[Start of section]
PR #758, opened 2021-10-02
feat: add enable option for plugins

saihaj:
Add `enable` option to plugin which can be used to conditionally enable plugins.

### DIFF
--- a/packages/types/src/utils.ts
+++ b/packages/types/src/utils.ts
@@ -24,6 +24,7 @@ export type TuplifyUnion<T, L = LastOf<T>, N = [T] extends [never] ? true : fals
   : Push<TuplifyUnion<Exclude<T, L>>, L>;
 
 export type Unarray<T> = T extends Array<infer U> ? U : T;
+export type NullableArray<T> = T extends Array<infer U> ? (U | null | undefined)[] : T[];
 
 export type ArbitraryObject = Record<string | number | symbol, any>;
 export type PromiseOrValue<T> = T | Promise<T>;
--- a/packages/types/src/utils.ts
+++ b/packages/types/src/utils.ts
@@ -24,7 +24,6 @@ export type TuplifyUnion<T, L = LastOf<T>, N = [T] extends [never] ? true : fals
   : Push<TuplifyUnion<Exclude<T, L>>, L>;
 
 export type Unarray<T> = T extends Array<infer U> ? U : T;
-export type NullableArray<T> = T extends Array<infer U> ? (U | null | undefined)[] : T[];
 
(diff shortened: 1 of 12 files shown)


PabloSzx:
isn't it better to allow "null | undefined | boolean" in the list of plugins and when envelop reads the list it filters them? that's a very common usage pattern for plugins

for example, this is what rollup does, (and graphql-ez too)
image


this allows for:

```ts
[process.env.ENABLE_TRACING ? useTracing() : false, useSchema(schema)]
```

or 
```ts
[process.env.ENABLE_TRACING && useTracing(), useSchema(schema)]
```

or equivalents

saihaj:
>  ```ts
> [process.env.ENABLE_TRACING && useTracing(), useSchema(schema)]
> ```

This looks clean we can do that too.

dotansimha:
Thanks @saihaj ! 
I was thinking that maybe we can export a helper like: 

```
import { enableIf } from '@envelop/core';

  plugins: [
    enableIf(isDev, somePlugin)
  ]
});
```

Then, the core can just filter the `null` plugins. This way this mechanism will support all plugins, without the need to modify all of them.

What do you think?

saihaj:
yea that is better I will update this

packages/types/src/utils.ts
```diff
@@ -24,6 +24,7 @@ export type TuplifyUnion<T, L = LastOf<T>, N = [T] extends [never] ? true : fals
   : Push<TuplifyUnion<Exclude<T, L>>, L>;
 
 export type Unarray<T> = T extends Array<infer U> ? U : T;
+export type NullableArray<T> = T extends Array<infer U> ? (U | null | undefined)[] : T[];
```
dotansimha: Doing `NullableArray<PluginType>` will result in `PluginType[]` without `null`, is that intended?

saihaj: Yes this is just to `null` values in an array so if it just a primitive it shouldn’t do anything. So it should just return `T`. I think better is `Nullable<T>` will fix it

saihaj: What do you think if you don’t pass  an array should it return it back as is Ike null the values?

dotansimha: It can just be: `type NullableArray<T> = Array<T | null>`?

dotansimha:
@saihaj can you please review my changes?
I created a branded nomial value instead of `null` because it felt a bit weird to allow external API to use `null` as value. I used a private nominal value and added a helper function based on TS type guard. 

Also, pushed a few minor fixes to fix circular imports and issues with missing peerDependencies.

saihaj:
Lgtm. That’s very smart 😎

PR #854, opened 2021-10-21
doc: enableif utility

saihaj:
document #758


saihaj:
Not sure how benchmarks got affected

PR #864, opened 2021-10-23
Improve CI

ardatan:
- Create a tsconfig.build.json file to exclude tests and stuff so build process doesn't do type checking on test files but we still use `tsconfig.json` to do type checking on test files `yarn ts:check` and I've added a workflow for that.
- Extract ESM Test, Lint, Build and Unit Testing into different workflows
- Use babel typescript instead of ts jest for performance
- CI workflow is ready to have tests for multiple GraphQL versions. GraphQL v14 was failing, that's why I couldn't enable it. After merging this, I can work on fixing the issues for v14 and v16.
- Cache node_modules instead of yarn cache folder


.github/workflows/tests.yml
```diff
@@ -0,0 +1,122 @@
...
+  lint:
+    name: Lint
+    runs-on: ubuntu-latest
+    steps:
+      - name: Checkout Master
+        uses: actions/checkout@v2
+      - name: Use Node
+        uses: actions/setup-node@master
+        with:
+          node-version: '16.8.0'
```
PabloSzx: why 16.8.0 in specific when 16.12.0 is already out?

ardatan: I wasn't sure if this bug has been fixed;
https://github.com/nodejs/node/issues/40030

ardatan:
@dotansimha Let's merge asap so we can extend the matrix with v14 and v16

PR #870, opened 2021-10-24
Avoid nested imports from graphql-js

ardatan:
Remove nested imports from `graphql-js` like `graphql/*` because the deeper exports are not the same in v16

### DIFF
--- a/packages/plugins/extended-validation/src/rules/one-of.ts
+++ b/packages/plugins/extended-validation/src/rules/one-of.ts
@@ -1,5 +1,5 @@
 import { ArgumentNode, GraphQLError, GraphQLInputObjectType, GraphQLInputType, isListType, ValidationContext } from 'graphql';
-import { getArgumentValues } from 'graphql/execution/values.js';
+import { getArgumentValues } from '@graphql-tools/utils';
 import { ExtendedValidationRule, getDirectiveFromAstNode, unwrapType } from '../common';
 
 export const ONE_OF_DIRECTIVE_SDL = /* GraphQL */ `
@@ -18,7 +18,7 @@ export const OneOfInputObjectsRule: ExtendedValidationRule = (validationContext,
           return;
         }
 
-        const values = getArgumentValues(fieldType, node, executionArgs.variableValues);
+        const values = getArgumentValues(fieldType, node, executionArgs.variableValues || undefined);
 
         if (fieldType) {
           const isOneOfFieldType =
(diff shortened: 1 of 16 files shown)


packages/plugins/extended-validation/src/rules/one-of.ts
```diff
@@ -1,5 +1,5 @@
 import { ArgumentNode, GraphQLError, GraphQLInputObjectType, GraphQLInputType, isListType, ValidationContext } from 'graphql';
-import { getArgumentValues } from 'graphql/execution/values.js';
+import { getArgumentValues } from '@graphql-tools/utils';
```
ardatan, line 2: Not sure if we have zero-dependency policy.
`getArgumentValues` is not something directly exported so I imported it from `@graphql-tools/utils`

packages/types/src/async-utils.ts
```diff
@@ -5,16 +5,19 @@ import {
...
  * Source: https://github.com/graphql/graphql-js/blob/main/src/jsutils/isAsyncIterable.ts
  */
-export function isAsyncIterable(maybeAsyncIterable: any): maybeAsyncIterable is AsyncIterableIterator<ExecutionResult> {
-  return typeof maybeAsyncIterable?.[Symbol.asyncIterator] === 'function';
+export function isAsyncIterable(maybeAsyncIterable: any): maybeAsyncIterable is AsyncIterable<any> {
+  return (
+    maybeAsyncIterable != null &&
+    typeof maybeAsyncIterable === 'object' &&
+    typeof maybeAsyncIterable[Symbol.asyncIterator] === 'function'
+  );
```
n1ru4l, line 20: Why this version? What is the functional difference?

packages/plugins/resource-limitations/src/index.ts
```diff
@@ -14,7 +14,7 @@ import {
   GraphQLType,
   isScalarType,
 } from 'graphql';
-import { getArgumentValues } from 'graphql/execution/values.js';
+import { getArgumentValues } from '@graphql-tools/utils';
```
n1ru4l, line 17: Technically we only have a zero dependency policy for the core. Ideally we avoid deps wherever possible. it is a bummer that we have to add a dependency for one function -.-

ardatan: So we need to copy it from graphql-js?

packages/types/src/async-utils.ts
ardatan: `maybeAsyncIterable` might be a primitive value or null(which is an `object`) or an `AsyncIterable` object with the iterator inside.
This is actually something I noticed while reading the code. I can revert it no worries but at least `is AsyncIterable<ExecutionResult>` should be `AsyncIterable<any>` because this doesn't check the content of `AsyncIterable`. For example it doesn't act correctly while using inside `createSubscribe`.

PR #871, opened 2021-10-24
feat(graphql-jit): subscription support

ardatan:


saihaj (changes requested):
we should add test for this :) similar to how we have for `execute`

ardatan:
Yes we need to add "subscribe" to testkit

ardatan:
Ok no subscribe is needed! It worked. PR is ready @dotansimha

dotansimha (approved):

saihaj (approved):
Awesome!

PR #893, opened 2021-10-26
fix: handle introspection types per field

### LINKED ISSUE #892: operation-field-permissions: possibility to bypass the authorization
With the current implementation of skipping introspection queries, it is possible to bypass authorization by including `__schema` query in any other query

**To Reproduce**

add `__schema { __typename }` to any query to bypass authorization, like in the test:
```
query {
  __schema {
    __typename
  }
  greetings
}
```

dimatill:
## Description

Perform authorization for queries that contain `__schema` query.
Skip authorization for Introspection Types and nested fields.

Fixes #892 

## Type of change

- Bug fix (non-breaking change which fixes an issue)

### DIFF
--- a/packages/plugins/extended-validation/src/plugin.ts
+++ b/packages/plugins/extended-validation/src/plugin.ts
@@ -48,10 +48,6 @@ export const useExtendedValidation = (options: {
       const visitor = visitInParallel(rules.map(rule => rule(validationContext, args)));
       visit(args.document, visitWithTypeInfo(typeInfo, visitor));
 
-      for (const rule of rules) {
-        rule(validationContext, args);
-      }
-
       if (errors.length > 0) {
         let result: ExecutionResult = {
           data: null,
--- a/packages/plugins/operation-field-permissions/src/index.ts
+++ b/packages/plugins/operation-field-permissions/src/index.ts
@@ -1,4 +1,4 @@
-import { Plugin, useExtendContext, isIntrospectionDocument } from '@envelop/core';
+import { Plugin, useExtendContext } from '@envelop/core';
 import { ExtendedValidationRule, useExtendedValidation } from '@envelop/extended-validation';
 import {
   GraphQLType,
@@ -10,6 +10,7 @@ import {
   GraphQLObjectType,
   isObjectType,
   isInterfaceType,
+  isIntrospectionType,
 } from 'graphql';
 
 type PromiseOrValue<T> = T | Promise<T>;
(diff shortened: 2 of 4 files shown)


packages/plugins/extended-validation/src/plugin.ts
```diff
@@ -48,10 +48,6 @@ export const useExtendedValidation = (options: {
       const visitor = visitInParallel(rules.map(rule => rule(validationContext, args)));
       visit(args.document, visitWithTypeInfo(typeInfo, visitor));
 
-      for (const rule of rules) {
-        rule(validationContext, args);
-      }
```
dimatill, line 53: looks like it's not needed because of `rules.map(rule => rule(validationContext, args))` few lines above

But I'm not sure if this change should go with a separate PR. Please let me know if so

dimatill:
looks like some checks are failed, I'll look into it later today

dimatill:
> looks like some checks are failed, I'll look into it later today

rebased the branch and now all looks good :)

packages/plugins/operation-field-permissions/src/index.ts
```diff
@@ -79,10 +76,23 @@ const OperationScopeRule =
...
+          const wrappedType = getWrappedType(type);
+
+          if (isIntrospectionType(wrappedType)) {
+            return false;
+          }
+        }
+
         const parentType = context.getParentType();
         if (parentType) {
           const wrappedType = getWrappedType(parentType);
```
dimatill: as I can see it's not necessary to call `getWrappedType` here because `parentType` logically can't be a List nor NonNull type, and type definitions say that it is `GraphQLCompositeType`
```
export type GraphQLCompositeType =
  | GraphQLObjectType
  | GraphQLInterfaceType
  | GraphQLUnionType;
```

we can discuss it and if you agree then I can remove it in this PR or as a separate one

dotansimha (approved):
LGTM. 
Waiting for @n1ru4l 's review.

packages/plugins/extended-validation/src/plugin.ts
n1ru4l: @dotansimha Ylu added this any comments? To me it also seems like we can drop this

packages/plugins/operation-field-permissions/src/index.ts
n1ru4l: We can remove it! Please do it 😇

n1ru4l (commented):
Thank you for this! Please apply the other improvements and @dotansimha please check upon my comment, then we are free to merge 🎉

dimatill:
> Thank you for this! Please apply the other improvements and @dotansimha please check upon my comment, then we are free to merge 🎉

Will do it!

packages/plugins/extended-validation/src/plugin.ts
dotansimha: Oh, seems like a duplication? I guess it can be removed

packages/plugins/operation-field-permissions/src/index.ts
dotansimha: Agree!

dimatill:
> > Thank you for this! Please apply the other improvements and @dotansimha please check upon my comment, then we are free to merge 🎉
> 
> Will do it!

Pushed it up

n1ru4l (approved):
[End of section]
→ **What needs to be done**
Wherever the string "imports" appears in a line of the records above, copy that line.

→ **Your solution**
Also, pushed a few minor fixes to fix circular imports and issues with missing peerDependencies.
Avoid nested imports from graphql-js
Remove nested imports from `graphql-js` like `graphql/*` because the deeper exports are not the same in v16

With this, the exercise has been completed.